Interior Layout: Staging, Benches, and Floor Space
A well-organised greenhouse produces 30–40% more than one where everything sits on the floor. Greenhouse staging gives you working-height space for seed trays and young plants, and the area underneath is perfect for storing pots, overwintering tubers, or growing shade-tolerant crops.
I'd suggest staging along one side and leaving the other side for border planting or grow bags. If your greenhouse is 8ft wide or more, you can run staging down both sides with a central path of at least 60cm (anything narrower and you'll be constantly knocking plants over).
🔧 Matt's Growing Tip: The Staging Mistake Everyone Makes
I see this all the time: customers fill their greenhouse with staging, then wonder why they can't grow tomatoes or cucumbers properly. These tall, vining crops need floor-level grow bags or border soil, not staging. My advice: use staging for no more than 50% of your floor space. Leave at least one side clear for your main summer crops. You'll thank yourself in June when your tomato plants are 1.5 metres tall and need room to breathe.
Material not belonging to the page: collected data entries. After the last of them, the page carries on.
PR #868, opened 2026-02-24
fix: handle error gracefully

fenos:

Bug fix

## What is the new behavior?

- Handle errors gracefully such as timeout errors

## Additional context

### DIFF
--- a/src/internal/queue/database.ts
+++ b/src/internal/queue/database.ts
@@ -39,6 +39,15 @@ export class QueueDB extends EventEmitter implements Db {
     }
 
     const client = await this.pool.connect()
+
+    // Create a promise that rejects if the client emits an error
+    // (e.g. connection lost, statement_timeout at the backend level)
+    let clientError: Error | undefined
+    const onError = (e: Error) => {
+      clientError = e
+    }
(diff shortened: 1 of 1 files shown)


src/internal/queue/database.ts
```diff
@@ -47,13 +56,19 @@ export class QueueDB extends EventEmitter implements Db {
...
+      if (clientError) {
+        throw clientError
+      }
+
       await client.query('COMMIT')
       return result
     } catch (err) {
       await client.query('ROLLBACK').catch(() => {})
-      throw err
+      throw clientError || err
```
ferhatelmas: better to combine them?

ferhatelmas:
```js
const rollbackErr = await client.query('ROLLBACK').catch((e) => e as Error)

const errors = [err as Error, clientError, rollbackErr].filter(
    (e): e is Error => Boolean(e)
  )

if (errors.length === 1) throw errors[0]
throw new AggregateError(errors, 'Queue transaction failed')
```

fenos: Nice!

PR #869, opened 2026-02-24
feat(pgbouncer): set application_name on server and client connections

TylerHillery:

Feature

Three things
- Application name is not set for the MT connection (was only set for the tenant db connection)
- The `application_name` for `new PgBoss` doesn't do anything because it connections to a `pg` pool. This name needs to be set on the application pooling layer
- PgBouncer wasn't setting `application_name` when connecting to postgres

## What is the new behavior?

- Properly passed in the application name when connecting to the MT database
- Removed the application name from the PgBoss configuration and change the format of the PgQueue DB to match format for the Storage API
- Added the `APP_NAME` to the `entrypoint.sh` which gets used in the `pgbouncer.ini.template`


.docker/pgbouncer/pgbouncer.ini.template
```diff
@@ -1,5 +1,5 @@
 [databases]
-{{DB_NAME}} = host={{DB_HOST}} port={{DB_PORT}} dbname={{DB_NAME}} auth_user={{DB_USER}}
+{{DB_NAME}} = host={{DB_HOST}} port={{DB_PORT}} dbname={{DB_NAME}} auth_user={{DB_USER}} application_name='{{APP_NAME}}'
```
ferhatelmas, line 2: https://www.pgbouncer.org/config.html#application_name_add_host

shall we add this to have a better visibility in db side?

.docker/pgbouncer/pgbouncer.ini.template
ferhatelmas, line 25: I thought we had added application_name into this list before but it's not here so it will be passed upstream then above suggestion isn't needed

Temperature and Ventilation Control
Getting temperature right is the single biggest factor in greenhouse growing success. Most greenhouse crops grow best between 18–24°C during the day and 10–15°C at night. Go above 27°C and you'll see blossom drop on tomatoes, bolting in lettuce, and wilting in cucumbers. Go below 5°C and tender seedlings will die.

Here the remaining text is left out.